Preventing heat islands is a priority for the future of our cities
Two EPFL Master’s students carried out meticulous research on heat islands, or densely packed urban areas with features that can aggravate high temperatures during heat waves, posing a serious threat to vulnerable residents.
The summer of 2022 was unprecedented: the series of heat waves between June and August provided a glimpse of how climate change will make cities increasingly arduous places to live in the summer months. That’s especially true in the most densely populated areas, where tightly packed buildings and ubiquitous concrete and asphalt surfaces can drive up temperatures and rapidly turn city blocks into furnaces. In addition, the darker colors used for urban structures tend to attract and absorb heat. These dense urban areas are known as heat islands, and they’re what two students at EPFL Faculty of Architecture, Civil and Environmental Engineering (ENAC) – Clara Gualtieri and YueWanZhao Yuan – chose to study for their "Design Project", a semester work that is part of their Master in environmental engineering. They conducted important research on heat islands and what can be done to mitigate the effects.
Heat islands will become an increasingly serious problem as the planet gets warmer. Most of the world’s population now lives in cities, and climate change means they’ll be faced with more and more of the direct consequences of extreme temperatures. These temperatures don’t just diminish people’s health and well-being: they can also be potentially fatal for certain at-risk categories, such as the elderly, chronically ill and homeless. And the methods most people use to cool off – like air conditioning and large fans – require a lot of power and generate even more greenhouse gas emissions, thus fueling the vicious circle of climate change.
To conduct their research on heat islands, Gualtieri and Yuan analyzed surface temperatures in two Geneva neighborhoods (Les Vernets and Pointe-Nord), based on data collected on the ground, building façades and rooftops. These two neighborhoods are undergoing a large-scale transformation and have various urban development projects in the works as part of the PAV (Praille-Acacias-Vernets) program. The two students developed a set of intricate 3D computer models for each neighborhood that describe the neighborhood’s current temperature profile, the most likely temperature profile in 2050 if no changes are made, the temperature profile under the IPCC’s worst-case scenario (RCP 8.5, where greenhouse gas emissions continue at the same pace, leading to the maximum level of global warming), and the temperature profile if the urban landscape is adapted in order to reduce local temperatures.
A 10°C increase
The highest ground-surface temperature that the students found in the two neighborhoods was around 35°C, but their models predicted that this temperature could rise by an average of 10°C, and in some cases by even 15°C in July and August based on their different scenarios.
The models also showed that mitigation strategies such as planting trees and other vegetation to create more green spaces can lower the ground-surface temperature by around 5°C in both neighborhoods. They discovered that plants in particular can be effective, since the shade they produce has more of an impact than grass simply planted in the ground.
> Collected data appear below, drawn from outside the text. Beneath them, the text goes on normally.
PR #87, opened 2019-08-13
CI: Run tidy on modified files

NickeZ:


benma:
Hmm I am really not a fan of the approach of making the person who touches a file for an unrelated reason go through the process of fixing all linting issues in the file.

When I want to make a small change somewhere, I don't want to have a surprise of having to spend potentially a long time time on something like this. 

The better approach imho is to exclude files, and dedicate some time to fix linting issues in them, and then take them out of the blacklist so they are checked going forward,

NickeZ:
Yeah that is an unintended side effect of this approach.

The benefit of this approach is that we save some 20 minutes of every CI run because there is no need to test files which hasn't been touched.

NickeZ:
I'll fix all the tidy issues in this PR as well, to avoid the problem you mention.

NickeZ:
This PR now includes both enabling of tidy for modified files and fixes all tidy issues in the whole project. You can check by running `scripts/tidy`.

src/restore.c
```diff
@@ -249,10 +249,10 @@ restore_error_t restore_from_directory(const char* dir, Backup* backup, BackupDa
 restore_error_t restore_list_backups(ListBackupsResponse* backups)
 {
     sd_list_t list_subdirs __attribute__((__cleanup__(sd_free_list)));
+    backups->info_count = 0;
```
benma: I wonder what tidy was complaining about here?

NickeZ:
Uninitialized memory. If the error code is returned you are not allowed to
look at info_count.

src/screen.c
```diff
@@ -47,12 +47,14 @@ void screen_print_debug(const char* message, int duration)
...
+void screen_sprintf_debug(int duration, const char* fmt, ...)
 {
     va_list args;
-    va_start(args, message);
+    va_start(args, fmt);
     char print[100] = {0};
-    vsnprintf(print, sizeof(print) - 1, message, args);
+    // There is a bug in clang-tidy
+    // See https://bugs.llvm.org/show_bug.cgi?id=41311
+    vsnprintf(print, sizeof(print) - 1, fmt, args); // NOLINT
```
benma: >  The  functions  snprintf()  and  vsnprintf()  write  at most size bytes
>       (including the terminating null byte ('\0')) to str.

So actually the `-1` here is not needed?

src/screen.c
```diff
@@ -38,7 +38,7 @@ slider_location_t bottom_slider = 0;
 void screen_print_debug(const char* message, int duration)
 {
     char print[100];
-    strncpy(print, message, sizeof(print));
+    strncpy(print, message, sizeof(print) - 1);
     print[sizeof(print) - 1] = 0;
```
benma: could use `snprintf` to avoid manually handling the terminator?

src/workflow/restore_from_mnemonic.c
```diff
@@ -113,27 +113,28 @@ static bool _get_mnemonic(char* mnemonic_out)
...
-        strcat(mnemonic_out, word);
+        strncat(mnemonic_out, word, WORKFLOW_TRINARY_INPUT_MAX_WORD_LENGTH);
     }
     return true;
 }
 
 bool workflow_restore_from_mnemonic(void)
 {
-    // same as: (MAX_WORD_LENGTH-1) * MAX_WORDS + (MAX_WORDS-1) + 1
+    // same as: MAX_WORD_LENGTH * MAX_WORDS + MAX_WORDS - 1 + 1
```
benma: please keep the parens around `(MAX_WORDS - 1)` for better grouping with the next line. `-1 + 1` just looks silly :P

test/device-test/src/framework/test_common.c
```diff
@@ -318,7 +318,9 @@ static void read_and_print2screen(struct test_usb_metadata* metadata)
 
     int ret = read_single_frame((USB_FRAME*)metadata->usb_hid_out_report, &metadata->packet);
     if (ret == 0) {
-        screen_print_debug(data_to_string(&metadata->packet), 1000);
+        char* tmp = data_to_string(&metadata->packet);
```
benma: `data_to_string` could also return a static string, so using it keeps being a one-liner.

test/unit-test/framework/mock_hidapi.c
```diff
@@ -97,7 +97,10 @@ static void _hid_open(void)
     pthread_mutex_init(&mutex, NULL);
 }
 
-hid_device* hid_open(unsigned short vid, unsigned short pid, const wchar_t* path)
+hid_device* hid_open(
```
benma: looks unused to me -> delete whole function?

src/restore.c
benma: > Uninitialized memory. If the error code is returned you are not allowed to
look at info_count.

But that is okay? One should not inspect the out param at all in case of an error and treat it as undefined.

NickeZ: Right, another way to fix it, which probably is cleaner is to initialize the struct in the caller before actually calling `restore_list_backups`.

src/screen.c
NickeZ: ack

src/screen.c
NickeZ: ack!

src/workflow/restore_from_mnemonic.c
NickeZ: ha, you commented on the comment but I think there is a bug in the next chunk. 

```
(WORKFLOW_TRINARY_INPUT_MAX_WORD_LENGTH + 1) * WORKFLOW_RESTORE_FROM_MNEMONIC_MAX_WORDS + 1
```

should be

```
(WORKFLOW_TRINARY_INPUT_MAX_WORD_LENGTH + 1) * WORKFLOW_RESTORE_FROM_MNEMONIC_MAX_WORDS
```

right?

test/device-test/src/framework/test_common.c
NickeZ: ack

test/unit-test/framework/mock_hidapi.c
NickeZ: ack

src/workflow/restore_from_mnemonic.c
NickeZ: @benma After you have double checked this I'll merge this branch

test/unit-test/test_restore.c
```diff
@@ -241,7 +241,7 @@ static void test_restore_list_backups_single_seed(void** state)
  */
 static void test_restore_list_backups_multiple_seeds(void** state)
 {
-    ListBackupsResponse list_backups_response;
+    ListBackupsResponse list_backups_response = {0};
```
benma: i see. the alternative (maybe more correct way) would be to not perform the follow up tests which inspect this struct in case it is not RESTORE_OK.

For my info, is tidy intelligent enough to not complain if you only access the struct in case of RESTORE_OK?

If so, it's a pity that cmocka's assert does not help tidy here.

src/workflow/restore_from_mnemonic.c
benma: `(WORKFLOW_TRINARY_INPUT_MAX_WORD_LENGTH + 1) * WORKFLOW_RESTORE_FROM_MNEMONIC_MAX_WORDS` looks correct to me. can't  recall seeing anything else before, but the previous commit is gone now.

benma:
ACK

test/unit-test/test_restore.c
NickeZ: No I tried that and tidy still thinks that there can be an access of uninit memory.

PR #90, opened 2019-08-14
Py: Add semver to requirements file

TheCharlatan:


benma:
Thanks, but it's already there, one folder down:

https://github.com/digitalbitbox/bitbox02-firmware/blob/master/py/bitbox02/requirements.txt#L5

PR #91, opened 2019-08-15
Create tracing/logging framework.

NickeZ:
This PR introduces two things:

* [x] Debugging with semihosting
* [x] ~Retarget stdout/stderr to the screen.~ (future feature)
* [x] Introduces `trace(args...)`
 
# Debugging with semihosting

The detailed instructions are in `/scripts/jlink-gdb-debug/README.md`. Essentially this allows you to add regular `printf`s and they are printed on a screen on the computer running the GDB Server.

Semihosting also allows us to open files and dump binary data with normal `fopen`/`fwrite` libc functions.

# Retarget stdout/stderr

`printf` uses a function called `_write` to actually write the resulting bytes. This PR implements it by printing the bytes to the screen. The default implementation of `_write` is a no-op and does nothing. 

# `trace(args...)`
`trace` is a macro that expands to printf in a semihosted build and expands to no-op in a non-semihosted build. This allows us to leave some debugging functionality in the firmware and reduce the churn while implementing new features.

# Test

You can test it with a device test firmware:

```
make -C build fw_test_trace.elf
JLinkExe -if SWD -device ATSAMD51J20 -speed 4000 -autoconnect 1 -CommanderScript ./build/test/device-test/fw_test_trace.jlink
```

### DIFF
--- a/CMakeLists.txt
+++ b/CMakeLists.txt
@@ -38,6 +38,11 @@ endif()
 
 project(bitbox02 C)
 
+# nosys is set in arm.cmake so that `project(c)` above works. Remove it since it interferes with compile options
+if(CMAKE_CROSSCOMPILING)
+  string(REPLACE "--specs=nosys.specs" "" CMAKE_EXE_LINKER_FLAGS ${CMAKE_EXE_LINKER_FLAGS})
+endif()
+
 # Where to find custom cmake modules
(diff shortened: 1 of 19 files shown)


benma:
utACK; I checked that the production bootloader/firmware is not changed by this commit.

Gualtieri and Yuan also note two further measures worth studying: the albedo effect – the capacity for lighter colors to reflect heat – and resurfacing rivers or other bodies of water to significantly cool the ambient air are.
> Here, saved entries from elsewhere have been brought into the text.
PR #95, opened 2019-08-20
.gitmodules: moved cryptoauthlib repo

benma:


NickeZ:
nACK for now, add length to function signature.

benma:
discussed offline, proceeding like this for now, as upstream does not accept PRs directly; so we will just wait and see how upstream fixes it.

PR #97, opened 2019-08-20
Workflow ifs

benma:


benma:
It should be okay, I tested it.

PR #100, opened 2019-08-21
securechip: better split between factory setup and normal init

benma:


src/securechip/securechip.c
```diff
@@ -309,20 +318,70 @@ bool securechip_setup(securechip_interface_functions_t* ifs)
...
-        if (atcab_cmp_config_zone(_configuration, &same_config) != ATCA_SUCCESS) {
-            return false;
-        }
-        if (!same_config) {
-            return false;
-        }
+static bool _verify_config(void)
+{
+    bool is_config_locked = false;
+    ATCA_STATUS result = atcab_is_locked(LOCK_ZONE_CONFIG, &is_config_locked);
```
NickeZ: This could be a `_zone_is_locked` function to be consistent with `_slot_is_locked`. But I don't feel super strongly about it.

PR #102, opened 2019-08-22
Create btc-only firmware target

NickeZ:
This is the initial PR to create the btc only firmware.

This creates the new targets in CMake and ifdefs out all functionality except BTC.

It also creates a new iProduct name for the btc only firmware called `BitBox02BTC`.

Next step will be to create an interface for the app to get the supported apps.


src/commander/commander.c
```diff
@@ -264,10 +264,12 @@ static commander_error_t _api_process(const Request* request, Response* response
     case Request_btc_pub_tag:
         response->which_response = Response_pub_tag;
         return commander_btc_pub(&(request->request.btc_pub), &(response->response.pub));
+#if defined(APP_BTC)
```
benma: move one case up?

should be `defined(APP_BTC) || defined(APP_LTC)`? Otherwise `APP_LTC` without `APP_BTC` does not work. Then more granular filtering is needed in the relevant functions.

benma: What about ifdefing the relevant includes at the top of the file too?

NickeZ: fixed both

Makefile
```diff
@@ -35,6 +35,9 @@ firmware: | build
 firmware-semihosting: | build
 	$(MAKE) -C py
 	$(MAKE) -C build firmware-semihosting.elf
+firmware-btc: | build
```
benma: please also add `jlink-flash-firmware-btc`

NickeZ: ack

src/commander/commander_btc.c
```diff
@@ -30,6 +30,9 @@ static const char* _coin_tltc = "LTC Testnet";
 
 commander_error_t commander_btc_pub(const BTCPubRequest* request, PubResponse* response)
 {
+    if (!app_btc_enabled(request->coin)) {
+        return COMMANDER_ERR_DISABLED;
```
benma: this line is now unreachable, since you already check in the main commander function.

Imho we should have those checks either all in the main commander func, or in the individual functions, but not both.

src/commander/commander_btc.c
```diff
@@ -101,6 +104,9 @@ commander_error_t commander_btc_sign(const Request* request, Response* response)
     app_btc_sign_error_t result;
     switch (request->which_request) {
     case Request_btc_sign_init_tag:
+        if (!app_btc_enabled(request->request.btc_sign_init.coin)) {
+            return COMMANDER_ERR_DISABLED;
```
benma: same here I think.

NickeZ:
I verified with `nm` that all `u2f` and `eth` functions are removed.

PR #103, opened 2019-08-26
py/bitbox02: add btc_sign()

benma:


py/bitbox02/bitbox02.py
```diff
@@ -360,6 +395,110 @@ def btc_pub(
...
         return self._msg_query(request).pub.pub
 
+    # pylint: disable=too-many-arguments
+    def btc_sign(
+        self,
+        coin: hww.BTCCoin,
+        script_type: hww.BTCScriptType,
+        bip44_account: int,
+        num_inputs: int,
+        get_input: Callable[[int], BTCInputType],
```
achow101: Why not just pass in a list of BTCInputType (and BTCOutputType later) rather than using a callback?

benma: I figured then there is no preprocessing needed to transform from source format to target format.

Happy to change it be a list instead next week.

benma: @achow101 updated the function now to take lists for inputs/outputs instead

PR #106, opened 2019-08-26
Restore u2f counter

NickeZ:
Restore u2f counter to current unix timestamp. Implemented both for SD backup restore and mnemonic phrase.

@benma, could you specifically look at if this is the correct places to ask the question about the current date? Another question is, should we abort the whole thing if the date is wrong or should we simply skip resetting the U2F counter?


messages/hww.proto
```diff
@@ -129,7 +131,7 @@ message PubResponse {
 message BackupInfo {
   string id = 1;
   uint32 timestamp = 2;
-  uint32 timezone_offset = 3;
+  int32 timezone_offset = 3;
```
benma: get rid of it somehow :P

NickeZ: I got rid of it. I kept the tag numbers to increase forward/backwards compatibility.

py/bitbox02/bitbox02.py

The students’ findings are the result of a painstaking process whereby they very precisely mapped each neighborhood in order to generate the most complete 3D models possible. Their models incorporate a huge amount of information, including the local morphology and topography, the surface of all built structures (e.g., rooftops, building façades and roads, and smaller structures like ledges and guardrails) – including the structures’ size, slope and thermal properties – street furniture, the different materials used, green areas, shaded areas and more. “Our simulations ended up incorporating more than 100,000 surfaces,” says Gualtieri.
“A major problem”
Gualtieri and Yuan obtained their data from existing data sets including the Swiss Federal Register of Buildings and Dwellings and weather databases. The students then ran different applications, namely Rhino, a piece of 3D-modeling software, and CitySim, a simulation program developed at EPFL specifically for urban planners. CitySim lets urban planners estimate the thermal and physical proprieties of buildings and their power requirements, which is valuable information for designing strategies to minimize the use of fossil fuels.
“Gualtieri and Yuan’s research shows that heat islands will become a major problem by 2050 if we don’t start cutting back on fossil-fuel emissions,” says Kavan Javanroodi, a postdoc at EPFL’s Solar Energy and Building Physics Laboratory (LESO-PB). “Urban planners need to start addressing this issue early on in their projects. This research also highlights what certain strategies can achieve in terms of heat reduction, thus giving Geneva’s urban planners a starting point for combating temperature peaks and extreme microclimate conditions in the city’s developing neighborhoods.”
Gualtieri and Yuan’s project was supervised by Kavan Javanroodi (lead supervisor), Dasaraden Mauree from BG Ingénieurs Conseils SA and Jérôme Henri Kämpf, a senior researcher at Idiap.